Search code examples
azurehashpartitioningazure-eventhub

What hash function is used for partitionkey mapping to partitionid in EventHub


I am using an Azure EventHub to process customer events.

The customer's id is used as partitionkey for EventHub. The key will be hashed and is used to select an EventHub partition. All events for a given customer will end up on the same partition.

The EventHub documentation mentions the following:

You can use a partition key to map incoming event data into specific partitions for the purpose of data organization. The partition key is a sender-supplied value passed into an event hub. It is processed through a static hashing function, which creates the partition assignment. If you don't specify a partition key when publishing an event, a round-robin assignment is used.
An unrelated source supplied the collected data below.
PR #7116, opened 2026-02-13
Fix xopp-WARNING "Fails to extract theme root name from: ..."

hundertzwei:
It is totaly legal to have numbers, underscore and even a dot in the name of a gtk-theme. F.E. Windows-8.1 or Unity-8 from the B00MERANG Project


bhennion:
Merging once the CI test passes

PR #7122, opened 2026-02-14
Update xournalpp.spec

luyatshimbalanga:
This commit disable cpptrace support as Fedora building system disallows external online access while enabling qpdf support.
The spec file receive some cleanup removing unneeded wrapper and manual configuration of .desktop file.

### DIFF
--- a/rpm/fedora/xournalpp.spec
+++ b/rpm/fedora/xournalpp.spec
@@ -1,6 +1,9 @@
 # Force out of source build
 %global __cmake_in_source_build 0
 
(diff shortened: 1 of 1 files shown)


rolandlo (approved):
Thanks for the update. LGTM

mjg:
This appears to be taken from my fork or copr, but incompletely. It will not work without a proper buildrequire on libqpdf.

luyatshimbalanga:
Good catch. I prepare a new PR to address the issue.

PR #7125, opened 2026-02-14
Add custom variable support to LaTeX generator via `%xpp:key=value`

### LINKED ISSUE #7157: Support user-defined variables in LaTeX template via %xpp: directives

The LaTeX template system only supports two hardcoded substitution variables (`%%XPP_TOOL_INPUT%%`, and `%%XPP_TEXT_COLOR%%`), and passing anything to the templates is kind of awkward, we have no way to do so without duplicating content or editing the templates, and I have to keep selecting different templates with just one or 2 line differences instead of using `\ifthenelse` for example

### Feature Description

Extend the LaTeX template substitution to support user-defined variables declared inline within the LaTeX input (comments so it could not affect LaTeX itself), using a directive syntax at the top of the input field

```latex
%xpp:my_var=some value
```

Lines beginning with `%xpp:<name>=<value>` are parsed out before processing, available as `%%XPP_<NAME>%%` placeholders in the template

Variable names are case-insensitive and normalized to UPPERCASE. The reserved names `TOOL_INPUT` and `TEXT_COLOR` cannot be overridden

### Alternative Solutions

_No response_

### Additional Context

I have opened a pr to add this feature #7125

I did not add a docs, because I don't where to add it

youssefadly237:
Adds a way to define custom variables in LaTeX input that can be used in templates

Example:

```latex
\documentclass[varwidth=0.999\maxdimen, crop, border=5pt]{standalone}
\newcommand*{\setTextWidthReference}{%
  \setlength{\textwidth}{345.0pt}%
  \setlength{\linewidth}{\textwidth}%
  \setlength{\columnwidth}{\textwidth}%
}
% Packages
\usepackage{amsmath}
\usepackage{amssymb}
\usepackage{scontents}
\usepackage{ifthen}
\newlength{\pheight}
% Color support
\usepackage{xcolor}
\definecolor{xpp_font_color}{HTML}{%%XPP_TEXT_COLOR%%}

% Custom variable example:
% Add %xpp:mode=inline at the top of your input
% to make the formula render in inline mode
% it is display mode by default
\newcommand{\xppmode}{%%XPP_MODE%%}

% User input
\begin{scontents}[store-env=preview]
  \ifthenelse{\equal{\xppmode}{inline}}{%
    \( %%XPP_TOOL_INPUT%% \)
  }{%
    \( \displaystyle %%XPP_TOOL_INPUT%% \)
  }
\end{scontents}
\begin{document}
  \setTextWidthReference
  \textcolor{xpp_font_color}{\getstored[1]{preview}}
\end{document}
```

```latex
%xpp:mode=inline
\left[ x = \frac{-b \pm \sqrt{b^2 - 4ac}}{2a} \right]
```

`%%XPP_MODE%%` will be substituted in the template with `inline`

just like `%%XPP_TOOL_INPUT%%` and `%%XPP_TEXT_COLOR%%` was getting substituted

<p align="center">
  
  
</p>

btw writing `%xpp:mode=display` has no effect at all, the example is just (if inline, else) not else if, but you can custom it however you want

---

other useful tip

you can also add it in the beginning of your default prompt so you do not have to type it every time (Edit -> preferences -> LaTeX -> Default LaTeX text)

image

closes #7157

### DIFF
--- a/src/core/control/latex/LatexGenerator.cpp
+++ b/src/core/control/latex/LatexGenerator.cpp
@@ -1,5 +1,7 @@
 #include "LatexGenerator.h"
 
+#include <algorithm>    // for transform
+#include <map>          // for map
 #include <regex>        // for smatch, sregex_iterator
 #include <sstream>      // for ostringstream
 #include <string_view>  // for string_view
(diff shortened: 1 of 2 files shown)


rolandlo:
Please remove the changes to xournalpp.pot. The translation template update happens automatically after the PR is merged.

rolandlo:
Thanks again @youssefadly237 for the interesting feature.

There are 10 partitions in my eventhub and now I'm trying to map which customers are ending up on the same partition-ids. A list of all customer ids is available.

However, I cannot find documentation on the exact hashing function used by EventHub to determine the matching partitionid.

If this is not available, what would be the best approach do determine the partitionid for a given partitionkey.


Solution

  • The algorithm is not publicly documented nor is there a supported way to determine the assigned partition for a given key. It is strongly advised that your application not assume that it can reproduce the service hash reliably.

    If you need to understand what partition data appears in, it is recommended that your application assign a specific partition when publishing events.

    That all said, the algorithm used is not an off-the-shelf standard, but a customized variation. You'd need the source to be able to reproduce its results in all cases.